马勇生自然明白他说着话的意思,但好些话不能对郑万江说明白,这里面有着一定的社会背景,郑万江现在还年轻,刑侦业务是无可挑剔的,但在现实生活中,工作中单靠勇气是行不通的,还要有一定的智慧和社会经验,如若不然,就会陷在深深的无形政治漩涡之中,不能自拔。甚至会出现意外的结果,导致功亏一篑,背道而驰。他十分喜欢郑万江的坦率,这个小伙子是个不可多得的人才,经过一番锤炼,以后会成为一名刑侦专家。
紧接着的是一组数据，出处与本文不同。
Issue #1622, opened 2020-10-14
SUGGESTION - api "signal handler" to reset cache - SIGUSR1


mpasquini:
It is possible to have an api call to the signal handler ? 

> Before reporting a bug:
> If your database schema has changed while the PostgREST server is running,
> send the server a SIGUSR1 signal or restart it(http://postgrest.org/en/stable/admin.html#schema-reloading)
> to ensure the schema cache is not stale. This sometimes fixes apparent bugs.

From GNU: 

> These signals are used for various other purposes. In general, they will not affect your program unless it explicitly uses them for something.
> 
> Macro: int SIGUSR1
> Macro: int SIGUSR2
> 
>     The SIGUSR1 and SIGUSR2 signals are set aside for you to use any way you want. They’re useful for simple interprocess communication, if you write a signal handler for them in the program that receives the signal.
>

wolfgangwalther:
> It is possible to have an api call to the signal handler ?

I'm not sure I undestand what you mean - but are you maybe looking for #1542 ? (not released yet)

steve-chavez:
I think @mpasquini might be referring to calling SIGUSR1 through an endpoint, like `/internal/sigusr1`.

It kind of reminds to https://github.com/PostgREST/postgrest/issues/1526 in this regard.

wolfgangwalther:
Ah, ok. That could be done with something like the following already?

```sql
CREATE FUNCTION sigusr1() RETURNS void
LANGUAGE plpgsql AS $$
BEGIN
  NOTIFY pgrst;
END$$;
```

And then call it via `POST /rpc/sigusr1`.

Of course `db-channel-enabled=true` needs to be set.

wolfgangwalther:
Can this be closed?

steve-chavez:
> Of course db-channel-enabled=true needs to be set.

Maybe we should default `db-channel-enabled` to true. We disabled it because of connection poolers https://github.com/PostgREST/postgrest/pull/1542#issuecomment-643767295. However dwagin told us(https://github.com/PostgREST/postgrest/pull/1633#issuecomment-718911934) that hasql-transaction still needs to be patched for poolers to work. We can put a warning about disabling `db-prepared-statements` and `db-channel-enabled` for poolers to work later on, when we're sure we work with them.

wolfgangwalther:
[...]

PR #1880, opened 2021-06-23
Change the default db-channel-enabled config value from False to True

laurenceisla:
BREAKING CHANGE

According to the discussion in https://github.com/PostgREST/postgrest/issues/1622#issuecomment-733066644, there's a good explanation as to why the `db-channel-enabled` should be True by default.


steve-chavez:
LGTM. Btw, I changed the BREAKING CHANGE note on the commit because it's not really a breaking change - db-channel is not yet released on a stable version.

“一些事情我不能说得太透彻,上面这样做必有他们的用意,我们只能服从。”马勇生说。
“我们现在该怎么办?”郑万江问。
“继续加紧对胡治国的调查取证和监控工作,至于那个女人,我的意思暂时不要理她,这也许是胡治国放的一个烟雾弹,这个家伙诡计多端,行为做事往往会出乎人们的意料,有些事情我们不得不防,以免中了他的奸计,让我们围绕着他的生活作风问题查下去,好掩盖其它的违法犯罪行为,如果只查出他的生活腐化堕落,对他的定案的性质就改变了,这只是一个生活作风问题,无法定他的罪。”马勇生说。
郑万江点点头,马勇生说得极有道理,胡治国可不是一般的人物,可以说是刑侦上破案的老手,熟知警察破案的规律,可以鱼目混珠、以假乱真,利用一切手段转移办案人员的视线。
早晨,胡治国准时来到公安局刑警大队,先是询问了王文桐的病情,得知目前还没有苏醒过来,正在抢救阶段,他要过何金强一案的整个档案,细细地看了起来,不时在笔记本记录着什么。郑万江看到胡治国已到了刑警队,不时的向队员询问着什么,见他那咄咄逼人的领导做派,心里不免有些恼火,怎么可以不通过他直接调阅档案,要知道调阅刑警队的档案没有郑万江的亲笔签字不生效,这是有纪律规定的,但他并没有表示出来,因为他原来毕竟是政委,又在政法委工作,现在又是王文桐一案的调查人,谁也不能反驳他的意见,这一点郑万江能够理解。
胡治国见到郑万江,便说道:“万江,我是来查看一下王文桐案件的具体情况,看看还有哪些疑点,以便掌握第一手材料,见你没在,便直接调阅了有关档案,我知道这样做是违反了有关规定,但这是特殊情况,请你不要怪罪他们,有意见可以跟我说。”
“妈的,真是个老滑头,做事滴水不漏,把事情办了还让你说不出什么来。”郑万江看了他一眼,心里暗暗地骂道。
胡治国不再理他,只顾低头看着档案。同时心里暗暗的吃惊,从案件的时间记载,有些事情他都不知道,郑万江从来没有跟他说过,按规定一些重大细节必须向局长和他汇报,储明香和郑万江显然是在背后搞动作,有些事情在隐瞒着他。这里已经有了何金刚的证词,供词是在受枪伤以前,可郑万江并没有把实话告诉他,说明是有意瞒着他。不知他俩这样做的目的,马勇生真他妈的不是个东西,和自己玩起了鬼心眼,显然是对自己有看法,是想利用自己达到他的险恶目的。
可他们为什么要瞒着我,是对我不信任,还是对我起了疑心,还是有其他目的。妈的,不管这些,先把眼前这关渡过去,以后再想办法对付他,现在的形势对我十分有利,县委领导对我还是十分信任,他们掀不起什么大的浪头,只要王文桐不开口讲话,这点事会有办法摆平,一个小小的杀人案不会出现太大的波折,凶手即已抓到,完全可以结案,王文桐并没有直接杀人,至于其他的事情可以慢慢化解,凭他的能量王文桐可以减轻罪责,只要不被判死刑,用不了多长时间就可以出来。胡治国心里这样想道。
“万江,何金刚现在哪里,能不能提审他。”胡治国说。
“可以,不过他现在正在部队医院住院治疗,一是我们在抓他时不慎被摔成重伤。二是他又挨了一黑枪,现在病情极不稳定。那里的医疗条件不错。三是情况紧急无法转院,怕他的生命有危险,一旦死亡,会给我们招来许多麻烦事。四是为了保证他的人身安全,我们才将他留在部队医院治接受疗。”郑万江说。
“这样做很好,也是为他负责,我想提审他,询问一下有关问题?还有些疑点亟待验证,这也是工作,不能嫌麻烦,你没有意见吧?”胡治国说。
“胡政委,看您说的,您这样也是为了工作,也是对我们工作的帮助和支持,我们绝对服从,那还能有意见。”郑万江说。
“枪杀一案有没有线索?”胡治国问。
“我们正在全力追查,但是如同大海里捞针,没有丝毫线索,调查了一些嫌疑人员,他们都没有作案时间,我断定这个人已经潜逃,从目前情况看来,这个人应该是外地人,因为在排查当中,还没有发现有人失踪。”郑万江回答。
“一定要下大力量追查,这可是个关键人物,抓住他可以解除一些谜团。”胡治国说。